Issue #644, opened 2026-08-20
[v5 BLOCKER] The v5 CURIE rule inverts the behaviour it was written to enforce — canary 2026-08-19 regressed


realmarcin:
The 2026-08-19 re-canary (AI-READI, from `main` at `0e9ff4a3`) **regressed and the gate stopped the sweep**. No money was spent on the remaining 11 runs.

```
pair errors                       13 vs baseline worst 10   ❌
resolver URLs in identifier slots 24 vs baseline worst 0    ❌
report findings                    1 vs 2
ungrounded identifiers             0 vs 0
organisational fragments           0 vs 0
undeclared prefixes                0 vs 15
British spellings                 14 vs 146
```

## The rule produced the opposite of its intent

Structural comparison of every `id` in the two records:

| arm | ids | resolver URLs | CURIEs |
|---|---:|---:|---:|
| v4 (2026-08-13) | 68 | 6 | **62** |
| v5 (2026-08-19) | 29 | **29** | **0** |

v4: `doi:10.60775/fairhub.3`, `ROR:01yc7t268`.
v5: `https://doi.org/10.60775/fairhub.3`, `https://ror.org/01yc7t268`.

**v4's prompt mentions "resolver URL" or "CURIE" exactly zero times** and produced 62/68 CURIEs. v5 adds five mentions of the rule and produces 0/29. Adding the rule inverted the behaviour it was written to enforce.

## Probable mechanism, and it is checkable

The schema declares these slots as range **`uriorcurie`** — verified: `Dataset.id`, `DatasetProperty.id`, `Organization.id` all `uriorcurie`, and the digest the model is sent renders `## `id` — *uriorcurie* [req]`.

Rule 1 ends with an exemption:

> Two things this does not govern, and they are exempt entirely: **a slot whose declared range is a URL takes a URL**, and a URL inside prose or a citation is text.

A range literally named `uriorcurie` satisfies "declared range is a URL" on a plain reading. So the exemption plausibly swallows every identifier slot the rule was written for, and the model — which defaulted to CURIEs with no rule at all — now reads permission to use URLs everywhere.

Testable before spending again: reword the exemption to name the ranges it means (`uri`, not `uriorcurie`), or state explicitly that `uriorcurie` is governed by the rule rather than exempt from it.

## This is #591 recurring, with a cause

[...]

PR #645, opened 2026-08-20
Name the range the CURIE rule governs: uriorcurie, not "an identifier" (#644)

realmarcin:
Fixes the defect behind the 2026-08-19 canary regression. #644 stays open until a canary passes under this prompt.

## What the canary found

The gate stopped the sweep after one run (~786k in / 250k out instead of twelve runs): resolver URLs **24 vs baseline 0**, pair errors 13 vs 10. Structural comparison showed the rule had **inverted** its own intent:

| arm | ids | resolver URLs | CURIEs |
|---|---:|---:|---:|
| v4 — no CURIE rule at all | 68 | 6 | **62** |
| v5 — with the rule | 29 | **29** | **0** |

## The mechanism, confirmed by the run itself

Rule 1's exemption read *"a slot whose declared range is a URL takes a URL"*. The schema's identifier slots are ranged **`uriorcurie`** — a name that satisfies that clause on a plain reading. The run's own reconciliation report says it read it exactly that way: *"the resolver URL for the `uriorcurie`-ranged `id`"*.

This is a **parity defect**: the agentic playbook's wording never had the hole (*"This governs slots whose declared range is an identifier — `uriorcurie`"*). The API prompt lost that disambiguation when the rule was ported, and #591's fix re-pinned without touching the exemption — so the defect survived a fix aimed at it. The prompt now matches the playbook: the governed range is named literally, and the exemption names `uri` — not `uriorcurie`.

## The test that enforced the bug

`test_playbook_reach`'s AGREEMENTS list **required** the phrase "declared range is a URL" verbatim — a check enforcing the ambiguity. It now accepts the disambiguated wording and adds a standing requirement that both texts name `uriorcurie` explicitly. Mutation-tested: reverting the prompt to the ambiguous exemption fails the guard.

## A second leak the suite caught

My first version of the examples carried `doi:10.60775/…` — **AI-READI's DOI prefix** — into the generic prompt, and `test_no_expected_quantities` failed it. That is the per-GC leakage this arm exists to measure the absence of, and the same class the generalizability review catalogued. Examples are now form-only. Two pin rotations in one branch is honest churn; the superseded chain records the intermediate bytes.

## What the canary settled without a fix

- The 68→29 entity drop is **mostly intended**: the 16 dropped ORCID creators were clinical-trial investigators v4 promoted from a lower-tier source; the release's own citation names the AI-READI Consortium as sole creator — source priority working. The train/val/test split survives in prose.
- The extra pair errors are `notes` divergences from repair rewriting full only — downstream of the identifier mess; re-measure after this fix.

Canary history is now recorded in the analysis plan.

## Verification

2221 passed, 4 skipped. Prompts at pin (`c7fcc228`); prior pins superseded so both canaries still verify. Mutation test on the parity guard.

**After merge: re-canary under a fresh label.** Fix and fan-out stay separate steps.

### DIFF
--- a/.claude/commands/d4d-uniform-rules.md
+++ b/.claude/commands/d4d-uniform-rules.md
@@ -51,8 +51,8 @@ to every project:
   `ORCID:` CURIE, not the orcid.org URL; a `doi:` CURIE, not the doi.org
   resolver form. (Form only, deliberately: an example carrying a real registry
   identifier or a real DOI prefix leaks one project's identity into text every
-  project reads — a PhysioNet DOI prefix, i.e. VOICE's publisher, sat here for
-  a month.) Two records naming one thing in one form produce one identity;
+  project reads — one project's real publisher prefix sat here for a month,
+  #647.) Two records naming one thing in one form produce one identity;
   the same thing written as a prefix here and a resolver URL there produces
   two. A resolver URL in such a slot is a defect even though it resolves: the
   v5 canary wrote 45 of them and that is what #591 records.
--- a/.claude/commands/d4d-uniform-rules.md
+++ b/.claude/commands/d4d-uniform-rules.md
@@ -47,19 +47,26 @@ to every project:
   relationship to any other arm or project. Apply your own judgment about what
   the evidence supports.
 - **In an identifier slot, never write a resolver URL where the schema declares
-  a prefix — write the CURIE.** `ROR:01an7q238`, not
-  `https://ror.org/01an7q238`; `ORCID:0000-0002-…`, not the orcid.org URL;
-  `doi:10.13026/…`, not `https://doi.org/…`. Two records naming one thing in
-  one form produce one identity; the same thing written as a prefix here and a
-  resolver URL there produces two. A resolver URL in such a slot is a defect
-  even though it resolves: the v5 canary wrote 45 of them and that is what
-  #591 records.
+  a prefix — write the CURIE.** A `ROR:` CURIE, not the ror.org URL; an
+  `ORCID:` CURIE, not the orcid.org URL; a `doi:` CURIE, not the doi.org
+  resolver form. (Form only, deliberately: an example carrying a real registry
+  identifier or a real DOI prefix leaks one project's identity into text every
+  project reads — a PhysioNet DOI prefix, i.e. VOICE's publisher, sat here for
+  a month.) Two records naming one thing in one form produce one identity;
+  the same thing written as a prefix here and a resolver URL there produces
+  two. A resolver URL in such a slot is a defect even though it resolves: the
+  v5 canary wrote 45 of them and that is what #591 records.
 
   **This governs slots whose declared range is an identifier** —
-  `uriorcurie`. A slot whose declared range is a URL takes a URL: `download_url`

——

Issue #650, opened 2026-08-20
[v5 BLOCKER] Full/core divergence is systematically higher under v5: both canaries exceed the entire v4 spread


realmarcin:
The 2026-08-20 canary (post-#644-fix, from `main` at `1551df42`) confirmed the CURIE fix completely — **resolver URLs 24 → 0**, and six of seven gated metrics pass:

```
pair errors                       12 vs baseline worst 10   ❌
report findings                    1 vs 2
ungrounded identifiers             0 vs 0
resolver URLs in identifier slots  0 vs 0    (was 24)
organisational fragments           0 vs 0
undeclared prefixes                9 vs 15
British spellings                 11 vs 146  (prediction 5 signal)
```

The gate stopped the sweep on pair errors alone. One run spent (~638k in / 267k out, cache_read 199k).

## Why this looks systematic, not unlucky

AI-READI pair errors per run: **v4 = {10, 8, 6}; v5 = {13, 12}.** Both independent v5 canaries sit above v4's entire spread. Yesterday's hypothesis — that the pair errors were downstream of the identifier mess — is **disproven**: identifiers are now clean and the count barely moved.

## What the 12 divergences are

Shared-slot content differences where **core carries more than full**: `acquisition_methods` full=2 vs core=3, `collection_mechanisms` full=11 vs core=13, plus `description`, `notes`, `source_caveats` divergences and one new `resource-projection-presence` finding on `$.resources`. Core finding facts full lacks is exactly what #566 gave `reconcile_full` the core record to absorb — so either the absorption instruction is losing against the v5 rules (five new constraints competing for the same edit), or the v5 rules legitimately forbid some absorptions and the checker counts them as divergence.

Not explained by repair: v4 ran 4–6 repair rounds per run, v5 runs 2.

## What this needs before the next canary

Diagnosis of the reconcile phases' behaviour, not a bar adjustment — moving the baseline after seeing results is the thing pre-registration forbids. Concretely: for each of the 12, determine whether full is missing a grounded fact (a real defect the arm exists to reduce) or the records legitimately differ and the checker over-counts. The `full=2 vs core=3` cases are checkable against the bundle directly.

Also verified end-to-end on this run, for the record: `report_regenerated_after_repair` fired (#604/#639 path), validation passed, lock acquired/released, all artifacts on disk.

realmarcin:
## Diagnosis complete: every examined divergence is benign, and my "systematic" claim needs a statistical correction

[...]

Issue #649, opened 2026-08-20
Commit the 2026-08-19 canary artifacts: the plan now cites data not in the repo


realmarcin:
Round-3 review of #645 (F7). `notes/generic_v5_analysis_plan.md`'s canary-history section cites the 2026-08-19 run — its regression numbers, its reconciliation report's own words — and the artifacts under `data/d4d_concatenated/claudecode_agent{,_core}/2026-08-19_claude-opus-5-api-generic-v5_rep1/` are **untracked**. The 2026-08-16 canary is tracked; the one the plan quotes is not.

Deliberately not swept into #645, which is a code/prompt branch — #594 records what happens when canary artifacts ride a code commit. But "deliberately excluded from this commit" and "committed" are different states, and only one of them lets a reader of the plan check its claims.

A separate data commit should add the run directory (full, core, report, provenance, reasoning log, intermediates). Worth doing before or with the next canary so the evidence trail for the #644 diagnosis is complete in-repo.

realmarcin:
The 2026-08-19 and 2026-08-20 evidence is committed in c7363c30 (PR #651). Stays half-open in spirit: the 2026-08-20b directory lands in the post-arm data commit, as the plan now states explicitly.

——

Could you restate, word for word, the lines above from the one with "Issue #644, opened 2026-08-20" to the one with "## Probable mechanism, and it is checkable", both included?

→ REPLY TO THE EXERCISE
Issue #644, opened 2026-08-20
[v5 BLOCKER] The v5 CURIE rule inverts the behaviour it was written to enforce — canary 2026-08-19 regressed


realmarcin:
The 2026-08-19 re-canary (AI-READI, from `main` at `0e9ff4a3`) **regressed and the gate stopped the sweep**. No money was spent on the remaining 11 runs.

```
pair errors                       13 vs baseline worst 10   ❌
resolver URLs in identifier slots 24 vs baseline worst 0    ❌
report findings                    1 vs 2
ungrounded identifiers             0 vs 0
organisational fragments           0 vs 0
undeclared prefixes                0 vs 15
British spellings                 14 vs 146
```

## The rule produced the opposite of its intent

Structural comparison of every `id` in the two records:

| arm | ids | resolver URLs | CURIEs |
|---|---:|---:|---:|
| v4 (2026-08-13) | 68 | 6 | **62** |
| v5 (2026-08-19) | 29 | **29** | **0** |

v4: `doi:10.60775/fairhub.3`, `ROR:01yc7t268`.
v5: `https://doi.org/10.60775/fairhub.3`, `https://ror.org/01yc7t268`.

**v4's prompt mentions "resolver URL" or "CURIE" exactly zero times** and produced 62/68 CURIEs. v5 adds five mentions of the rule and produces 0/29. Adding the rule inverted the behaviour it was written to enforce.

## Probable mechanism, and it is checkable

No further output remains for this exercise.